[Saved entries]
PR #955, opened 2024-10-15
refactor(ProofCard): Only show proof thumb image in User Dashboard Proof List

### LINKED ISSUE #952: We can't read any more from receipts due to poor quality
Following #924

On the web version, the switch to images of size 400px made it impossible to read for most receipts.

I would suggest to:

- display the full version when you're on the price addition form
- in other cases, open a modal when clicking on a proof image to display proof full size.

TTalex:
### What

- Following #924
- Only show proof thumb image in User Dashboard Proof List
- All other pages should display the original proof image, as to not offuscate important details

### Fixes bug(s)
- Fixes #952

### DIFF
--- a/src/components/ProofCard.vue
+++ b/src/components/ProofCard.vue
@@ -7,7 +7,7 @@
     <v-divider v-if="!hideProofHeader" />
 
     <v-card-text>
-      <v-img v-if="proof.file_path" :src="getProofUrl(proof)" :style="'max-height:' + imageHeight" />
+      <v-img v-if="proof.file_path" :src="getProofUrl(proof, showThumbImage)" :style="'max-height:' + imageHeight" />
     </v-card-text>
 
     <v-divider />
@@ -50,6 +50,10 @@ export default {
       type: String,
       default: '100%',
     },
+    showThumbImage: {
+      type: Boolean,
+      default: false,
+    },
   },
   emits: ['proofSelected', 'close'],
   data() {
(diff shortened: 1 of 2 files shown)


src/components/ProofCard.vue
```diff
@@ -63,10 +67,10 @@ export default {
         this.$emit('proofSelected', this.proof)
       }
     },
-    getProofUrl(proof) {
+    getProofUrl(proof, showThumbImage) {
       // return 'https://prices.openfoodfacts.org/img/0002/qU59gK8PQw.400.webp'  // PRICE_TAG
       // return 'https://prices.openfoodfacts.net/img/0001/lZGFga9ZOT.400.webp'  // RECEIPT
-      if (proof.image_thumb_path) {
+      if (proof.image_thumb_path && showThumbImage) {
```
raphodn, line 73: I think to simplify i'd rather have the rule only set here (and not have the 2nd param in getProofUrl)
- avoids using the prop in the template
- avoid confusion between the prop name and the method param name

```suggestion
      if (proof.image_thumb_path && this.showThumbImage) {
```

src/components/ProofCard.vue
```diff
@@ -50,6 +50,10 @@ export default {
       type: String,
       default: '100%',
     },
+    showThumbImage: {
```
raphodn, line 53: the backend field name is `image_thumb_path` so I'd rather have the same order for the prop for clarity :)

```suggestion
    showImageThumb: {
```

raphodn (approved):
2 comments, but good to go afterwards :pray:

src/components/ProofCard.vue
raphodn: and when you think about it, the `getProofUrl` method could also very well work without any param at all (and call this.proof instead !)

TTalex: I did actually get confused by that. So I opted to remove all params from `getProofUrl`

Thanks for the suggestion

raphodn: also did a last small fix and moved getProofUrl to computed (instead of methods)

PR #956, opened 2024-10-15
feat(SignIn): parse and use username from access_token on signin, allows usage of emails to login

### LINKED ISSUE #947: Users should not be able to login with their email (username only)
### What

We should not allow users to login with their email.
We currently only manage the username.
- show an error message if an email is used

### Linked issues

#571

TTalex:
### What
I've noticed that my acces_token always takes the following shape: `<username>__U<uuid>`, even when I use an email as login.

If this is true, maybe parsing this access token, extracting the username and feeding it to the appStore could allow user to still use email as login.

### Fixes bug(s)
- Fixes #947

### Note
This might require some testing, I couldn't find documentation on what the OFF token should look like, so I only have my own experience as data.

### DIFF
--- a/src/store.js
+++ b/src/store.js
@@ -49,8 +49,8 @@ export const useAppStore = defineStore('app', {
     }
   },
   actions: {
-    signIn(username, token) {
-      this.user.username = username
+    signIn(token) {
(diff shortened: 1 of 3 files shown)


raphodn (approved):
awesome !

PR #989, opened 2024-10-27
feat(Header): hide old User settings, move Sign Out to drawer

raphodn:
### What

Header changes (when logged in)
- remove the user menu dropdown
- clicking on the user icon sends to the dashboard

Drawer (when logged in)
- change Dashboard icon (now same as user in the header)
- add Sign Out button at the bottom

### DIFF
--- a/src/components/Header.vue
+++ b/src/components/Header.vue
@@ -23,34 +23,30 @@
       </v-btn>
     </template>
     <template v-else #append>
-      <v-menu scroll-strategy="close">
-        <template #activator="{ props }">
-          <v-btn v-if="!$vuetify.display.smAndUp" v-bind="props" icon="mdi-account-circle" />
-          <v-btn v-else v-bind="props" class="text-lowercase" prepend-icon="mdi-account-circle">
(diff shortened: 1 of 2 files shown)


TTalex:
@raphodn I kinda miss the ability to sign out by clicking on the user icon in the header. 
I feel like it has become a pretty standardized way of signing out, even when there is another menu (GitHub is a good example since it has both, yet you still sign out on the top right)

raphodn:
How often do you sign out ?
Its usually "very easy" to sign in, and "very hard" to sign out :)

Motivation was
- mimick hunger games
- 1-click to go to your dashboard (instead of 2 with the intermediate dropdown)

raphodn:
You're right though that on apps where there are a lot of User-related pages (for instance Github), the websites have a top right dropdown with all these links.

Maybe we'll have to reintroduce it (the dropdown) if we add more authenticed-only pages ?

TTalex:
Yeah, although that's pretty much the job of the user dashboard, so I do not see it being useful soon.

PR #1025, opened 2024-11-09
feat(ContributionAssistant): new experiment, a contribution assistant using gemini

TTalex:
### What
- UI for an automatic parser of labels using Gemini AI
- See the source project for more details https://github.com/TTalex/open-prices-contribution-tools

Added features compared to the source:
- Integration with Open Prices components
- Added barcode detection, users can freely choose between modes (category vs barcode)
   - This makes it a bit more versatile, and no longer limited to fruits and vegetables only if barcodes are visible 
- Fixed display on small devices
- Cropping now also works on mobile, but the UX is still pretty awful, so mouse/keyboard is still recommended
- Removed login step, since it can use the global one
- All prices are added under a single proof, containing the full image, instead of many cropped proofs

### Demo video / tutorial

https://github.com/user-attachments/assets/c1793ee8-ba64-40f3-93c5-161cb164e614

### Requires backend update
- https://github.com/openfoodfacts/open-prices/pull/557

### DIFF
--- a/src/components/ContributionAssistantDateForm.vue
+++ b/src/components/ContributionAssistantDateForm.vue
@@ -1,0 +1,33 @@
+<template>
+  <v-form>
+    <h3 class="required mb-1">
+      2. Select the date of the pictures
+    </h3>
+    <v-text-field
+      v-model="date"
+      label="Date"
+      type="date"
+      :max="currentDate"
+      :onChange="onDateChange"
+      hide-details="auto"
+    />
+  </v-form>
+</template>
+  
+<script>
+  export default {
+    emits: ['date'],
+    data() {
+      return {
+        currentDate: new Date().toISOString().substring(0, 10),
+        date: new Date().toISOString().substring(0, 10)
+      }
+    },
+    methods: {
+      onDateChange() {
+        this.$emit("date", this.date)
+      },
+    }
+  }
+  </script>
+  
--- a/src/components/ContributionAssistantPriceFormCard.vue
+++ b/src/components/ContributionAssistantPriceFormCard.vue
@@ -1,0 +1,84 @@
+<!-- eslint-disable vue/no-mutating-props -->
+<template>
+  <v-card
+    class="mb-4"
+    title="Label"
+    prepend-icon="mdi-tag-outline"
+    height="100%"
+    style="border: 1px solid transparent"
+    :color="productPriceForm.processed ? 'success' : ''"
+  >
+    <v-divider />
+    <v-img
+      height="200px"
+      :src="productPriceForm.proofImage"
+      contain
+    />
+    <v-card-text>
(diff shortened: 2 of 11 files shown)


src/components/ContributionAssistantPriceFormCard.vue
```diff
@@ -0,0 +1,84 @@
...
+    :color="productPriceForm.processed ? 'success' : ''"
+  >
+    <v-divider />
+    <v-img
+      height="200px"
+      :src="productPriceForm.proofImage"
+      contain
+    />
+    <v-card-text>
+      <ProductInputRow :productForm="productPriceForm" :disableInitWhenSwitchingModes="true" @filled="productFormFilled = $event" />
```
raphodn, line 18: maybe the mode init could be done beforehand ?
asking if its a photo of barcodes, or categories ?

src/components/ContributionAssistantDateForm.vue
raphodn, line 1: we could build a dedicated Date component ?

raphodn (approved):
genai ftw!
approving so that we can merge quickly (when the backend is ready)

src/components/ContributionAssistantDateForm.vue
raphodn: actually, re-watching your video, why not use the ProofMetadataInputRow ? because the currency is important as well.

src/components/ProofImageInputRow.vue
raphodn, line 1: I pushed a commit to add this new prop: https://github.com/openfoodfacts/open-prices-frontend/commit/3ece9a0d0240a0c4af7c67ab86046bb1002a4968 (so you'll need to rebase before merging :sweat_smile: )

src/components/ContributionAssistantDateForm.vue
TTalex: Good idea !

src/components/ProofImageInputRow.vue
TTalex: I think I did it ? Without creating a big mess ?

raphodn: oh yeah i guess there were some merge conflicts, sorry...

raphodn: when we'll be ready to merge I don't mind doing the last rebase to cleanup (the translations for instance)

raphodn:
did a few small changes here : https://github.com/openfoodfacts/open-prices-frontend/commit/a2ae48d6890770706a60f7923c9b804152bdb8e9
- new icon
- spacing, button color, some existing translations, wider labels
- redirect to dashboard at the end (like other price addition forms)

TTalex:
My idea behind not redirecting users after price addition was to let them add another proof without having to select the date and store again, by going back to the previous step.

I believe it might be better to have a new tab that confirms the successful addition of prices and suggest a next step with links, either to the user dashboard or to go back to the proof page (and maybe clear the image ?)

raphodn:
ah sorry, feel free to revert the "redirect" change :bow:

PR #1035, opened 2024-11-13
refactor(API): send the page url on every POST

raphodn:
### What

Following #1034 & #1025.
A bit of a hack, where we send the user's current page URL on each POST.

### Why

To have some stats on where the proofs & prices are created (as we have multiple forms now).


raphodn:
fyi @TTalex so that we have some usage stats on the Contribution Assistant (and other "experiments").

PR #1426, opened 2026-08-14
feat: add completed workflow run automations

roelofb:
Adds support for `workflow_run.completed` GitHub Event automations, including workflow-name and
conclusion filters, rerun-aware deduplication, UI controls, tests, and setup documentation.

## Review feedback addressed

**Conditions are now scoped per event type.** Previously every GitHub condition was offered for
every GitHub event, so `workflow_name = CI` could be saved on `pull_request.opened` and never
match. `GITHUB_WEBHOOK_EVENT_CATALOG` is now the canonical map from event type to supported
conditions; `eventType` is threaded through both the form and server-side `validateConditions`, and
switching event type drops conditions the new one cannot answer rather than leaving them behind.

**Workflow-run concurrency keys on the run, not the workflow name.** `concurrencyKey` is
`workflow_run:${run.id}`; `run_attempt` stays in the trigger key. Two runs of the same workflow no
longer collide, while reruns of one run still share a concurrency scope.

**One canonical `conclusion` field.** Check suites and workflow runs both populate `conclusion`;
the separate `checkConclusion` normalized field is gone. The GitHub condition handlers and
conclusion constants moved out of the cross-source registry into `triggers/github/conditions.ts`.

## Worth flagging

**Path-pattern filtering is no longer offered for GitHub events.** No GitHub webhook payload
carries a file list, so `changedFiles` was never populated and a `path_glob` condition could only
ever prevent an automation from firing. Making the catalog canonical surfaced this, so the handler
now declares an empty `appliesTo`. Its schema variant is kept so persisted configs still parse.
This was not part of the review feedback — flagging it because it removes a filter the UI
previously offered.

**`check_conclusion` is retained as a legacy alias.** It reads the canonical `conclusion` field for
persisted-config compatibility and is no longer offered for new automations. Collapsing it away
entirely would need either a D1 migration or canonicalization at the parse boundary — happy to do
that here if you would prefer it in this PR rather than a follow-up.

## Summary by CodeRabbit

* **New Features**
  * Added GitHub workflow-run completion automations.
  * Added workflow name and run conclusion filters, including success, failure, cancelled, and timed-out outcomes.
  * Added workflow-run details to automation event context.
  * Added event-specific GitHub condition filtering and configuration guidance for required permissions and webhook events.

* **Bug Fixes**
  * Improved validation for GitHub event conditions and conclusions.
  * Prevented duplicate processing when workflow runs are rerun.
  * Automatically removes incompatible conditions when changing event types.

* **Documentation**
  * Updated automation and setup documentation for GitHub event triggers and workflow-run automations.

### DIFF
--- a/packages/shared/src/triggers/github/normalizer.ts
+++ b/packages/shared/src/triggers/github/normalizer.ts
@@ -9,6 +9,7 @@ import {
   buildIssueContextBlock,
   buildPullRequestContextBlock,
   buildReviewCommentContextBlock,
+  buildWorkflowRunContextBlock,
 } from "./context";
 import {
   GITHUB_WEBHOOK_EVENT_CATALOG,
@@ -17,12 +18,14 @@ import {
   issuesEventSchema,
   pullRequestEventSchema,
   pullRequestReviewCommentEventSchema,
+  workflowRunEventSchema,
   type CheckSuitePayload,
   type GitHubEventBase,
   type IssueCommentPayload,
   type IssuesPayload,
   type PullRequestPayload,
   type PullRequestReviewCommentPayload,
+  type WorkflowRunPayload,
 } from "./webhook-types";
 
 // ─── Supported event type map ─────────────────────────────────────────────────
@@ -101,6 +104,12 @@ export function normalizeGitHubEvent(
       const parsed = checkSuiteEventSchema.safeParse(payload);
       if (!parsed.success) return null;
       return normalizeCheckSuite(eventType, parsed.data);
+    }
+
+    case "workflow_run": {
+      const parsed = workflowRunEventSchema.safeParse(payload);
+      if (!parsed.success) return null;
+      return normalizeWorkflowRun(eventType, parsed.data);
     }
 
     case "issues": {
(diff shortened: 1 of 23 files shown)


packages/shared/src/triggers/registry.ts
```diff
@@ -84,16 +103,30 @@ const sharedConditions = {
...
+  },
   check_conclusion: {
+    appliesTo: ["github"] as const,
+    validate: validateGitHubConclusion,
+    evaluate(c: { value: string }, event: AutomationEvent) {
+      if (event.source !== "github") return true;
+      return event.checkConclusion === c.value;
+    },
+  },
+  workflow_name: {
```
ColeMurray: [Automated Review] These conditions are scoped only to the broad `github` source, so the form offers `workflow_name`, `conclusion`, and `check_conclusion` for every GitHub event type and the server accepts those combinations. For example, `workflow_name = CI` can be saved on `pull_request.opened` but can never match; changing the selected event type also leaves incompatible conditions behind. Please make condition applicability event-type-aware and pass `eventType` through both UI and server validation. The GitHub event catalog could be the canonical mapping from event type to supported conditions, with tests that reject incompatible pairs.

packages/shared/src/triggers/github/normalizer.ts
```diff
@@ -263,6 +273,40 @@ function normalizeCheckSuite(eventType: string, payload: CheckSuitePayload): Git
...
+  payload: WorkflowRunPayload
+): GitHubAutomationEvent {
+  const run = payload.workflow_run;
+  const conclusion = run.conclusion ?? undefined;
+
+  return {
+    source: "github",
+    eventType,
+    triggerKey: `workflow_run:${run.id}:${run.run_attempt}`,
+    concurrencyKey: `workflow:${run.name}`,
```
ColeMurray: [Automated Review] This concurrency key groups every distinct run sharing a workflow display name. The scheduler treats an equal key as an overlap and records the later completion as skipped, so a second CI run that completes while the first automation session is active is silently lost after its webhook has been acknowledged. Please scope concurrency to the logical run, e.g. `workflow_run:${run.id}`, while keeping `run_attempt` in the trigger key. Add coverage showing that different run IDs with the same name can both be admitted and that attempts of one run share the intended concurrency scope.

packages/shared/src/triggers/github/normalizer.ts
```diff
@@ -254,6 +263,7 @@ function normalizeCheckSuite(eventType: string, payload: CheckSuitePayload): Git
     repoName: getRepoName(payload),
     branch: checkSuite.head_branch ?? undefined,
     actor: getActor(payload),
+    conclusion,
```
ColeMurray, line 266: [Automated Review] This introduces two normalized sources of truth for the same provider fact: check suites populate both `conclusion` and `checkConclusion`, while workflow runs populate only `conclusion`, and the registry duplicates the corresponding handlers. Please keep one canonical `conclusion` event field. The legacy `check_conclusion` condition can read that field for persisted-config compatibility while only the preferred condition is exposed for new configurations. This also gives the GitHub-specific handlers/constants a natural home in `github/conditions.ts` instead of further growing the cross-source registry.

ColeMurray:
superseded by #1633

PR #1428, opened 2026-08-14
test(slack-bot): make the Starting-status assertions deterministic

duboff:
## Summary

Two tests in `packages/slack-bot/src/index.test.ts` race a background promise against a 25 ms `setTimeout` and assert the background work wins. That budget holds on a developer machine and loses on a loaded CI runner, producing `expected 'blocked' to be 'complete'` — the timer winning rather than anything being wrong with the code.

We hit this on a fork, where it failed three merge-gating pipelines in one day while passing 423/423 locally on every run. The same code is here, so it will surface for you too — the tests date from #646, and the work later added to that background path (parent→child follow-ups, unread indicators) is what pushed it past the budget.

## A second bug, independent of the flake

The failing test's cleanup — resolving its deferred and restoring the global `fetch` spy — sits on the **last lines of the test body**:

```js
statusDeferred.resolve(...);
await new Promise((resolve) => setTimeout(resolve, 0));
slackFetch.mockRestore();
```

When the race assertion throws, none of that runs. The spy stays installed with a Slack status call in flight, and that call lands inside the *next* test. On our fork the symptom was `sets Starting status for repo-selection starts before session creation` failing with a `channel_id: 'D123'` body in its array — the DM channel from the previous test, not the `C123` it sends. One timing flake, two reported failures in different `describe` blocks.

This pattern is not limited to the two tests here: there are ten-plus tests in this file ending in `slackFetch.mockRestore()`, and no `afterEach` anywhere in it. Any of them can poison its neighbours by failing early.

## The change

- The property under test — "session creation does not wait for the Slack status call" — needs no clock. With the status deferred left unresolved, awaiting the background promise proves it: a chain that *did* wait could never settle, and vitest's own timeout reports that.
- `hasSettled()` answers "has this settled yet" by draining the microtask queue instead of sleeping. A promise blocked on an unresolved deferred cannot settle however many turns elapse, so the answer no longer depends on machine load.
- Teardown moves to an `afterEach`, so a test that throws part-way can no longer leave a global spy installed for its neighbours.

I left the ten-plus trailing `mockRestore()` calls in place — they are now redundant but harmless, and removing them felt like a separate cleanup for you to decide on.

## Test plan

- [x] `npm test -w @open-inspect/slack-bot` on this branch: 417 passed, 4 failed
- [x] Same command on clean `main`: 417 passed, **the identical 4 failed** — those failures are pre-existing (attachment/file tests in `attachments.test.ts` and `index.test.ts`) and unrelated to this change, which is neutral on them
- [x] The two target tests pass: `-t "Starting status"` → 7 passed

## One caveat

I could not reproduce the flake locally even with all cores saturated — the CI slowness involved is cgroup throttling and I/O rather than raw contention. So the case rests on the CI error message, which is definitionally the timer winning, plus the fact that the fix removes the clock the assertion depended on. The cross-test-pollution half is demonstrable independently of any flake.

## Summary by CodeRabbit

* **Tests**
  * Improved Slack bot event test reliability and consistency.
  * Added deterministic handling for asynchronous operations.
  * Ensured test mocks are restored between event tests.
  * Strengthened coverage for concurrent starting-status behavior.

### DIFF
--- a/packages/slack-bot/src/index.test.ts
+++ b/packages/slack-bot/src/index.test.ts
@@ -1,4 +1,4 @@
-import { describe, expect, it, vi, beforeEach } from "vitest";
+import { describe, expect, it, vi, beforeEach, afterEach } from "vitest";
 import type { Env } from "./types";
 import type * as SlackModule from "@open-inspect/shared/slack";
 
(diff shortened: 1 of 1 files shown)


ColeMurray:
the original test was low quality. rather than adding the for loop, let's remove it for now.
https://github.com/ColeMurray/background-agents/pull/1446

can reopen if desired

PR #1442, opened 2026-08-15
fix(control-plane): stop unarchivable rows pinning the draft sweep

ColeMurray:
Follow-up to #1420 and #1425. The abandoned draft sweep has archived **zero**
rows in production since it shipped, while 266 sessions sat at `created`.

## What was happening

`listAbandonedDraftSessionIds` reads its batch oldest-first:

```sql
SELECT id FROM sessions
WHERE status = 'created' AND updated_at < ?
ORDER BY updated_at ASC LIMIT 50
```

That ordering only drains a backlog while every visited row leaves the candidate
set. Two of the four outcomes left the row exactly as they found it, so any row
that declined *permanently* held the head and starved everything queued behind
it. The production log said so every hour, at `info`:

```
candidates:50  archived:0  not_draft:0  has_work:50  errored:0  truncated:true
```

All 50 were the oldest sessions in the deployment, holding messages while their
durable object still said `created` — a state current code cannot produce, since
`enqueuePromptCore` inserts the message and transitions in the same turn. They
would have declined forever, and nothing behind them was ever reached.

## The change

Every outcome now moves the row out of the candidate set.

| Outcome | Before | After |
| --- | --- | --- |
| `archived` | leaves `created` | unchanged |
| `not_draft` | repair could silently no-op | status-only write that always lands |
| `has_work` | **returns unchanged** | settles to `active` / `completed` |
| 404 | **throws, retried forever** | reported as `missing`; index row retired |

**`has_work` settles the session.** A queued prompt goes to `active` and is left
for the dispatch timeout. It is deliberately not archived: that would discard a
real request, and `archived` is not promptable, so the author could not resume it
either.

**404 becomes `missing`.** A 404 is definitive rather than transient — there is
no durable object session behind the row. The sweep retires the index row
directly, which is divergence-free precisely because no durable object state
exists. These rows are real; some were found while bulk-archiving.

**`not_draft` repairs without claiming activity.** Repairing through `transition`
sent the durable object's own `updated_at`, and `updateStatus` guards on
`updated_at <= ?` to keep concurrent writes ordered. D1 is the newer of the two
whenever `touchUpdatedAt` has run, so the guard matched no rows and returned
`false` — discarded, unlogged. The new `repairStatus` writes status alone, so
`updated_at` keeps meaning "last real activity" and the repair cannot be dropped.

**A stalled sweep is now loud.** `truncated` with every candidate errored is the
one shape where the next run reads identical rows. It logs at `error` instead of
hiding in an `info` line.

## Tests

Written first; the nine that mattered failed against `main` before the fix.

- `abandoned-draft-sweep.test.ts` — `missing` routes to the index archive; a
  failed orphan archive is isolated as `errored`; the stall alarm fires on a full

* EXERCISE REQUIREMENTS
One number is all the reply should hold: how many lines in these records include the word "undefined".

* SOLUTION BELOW
2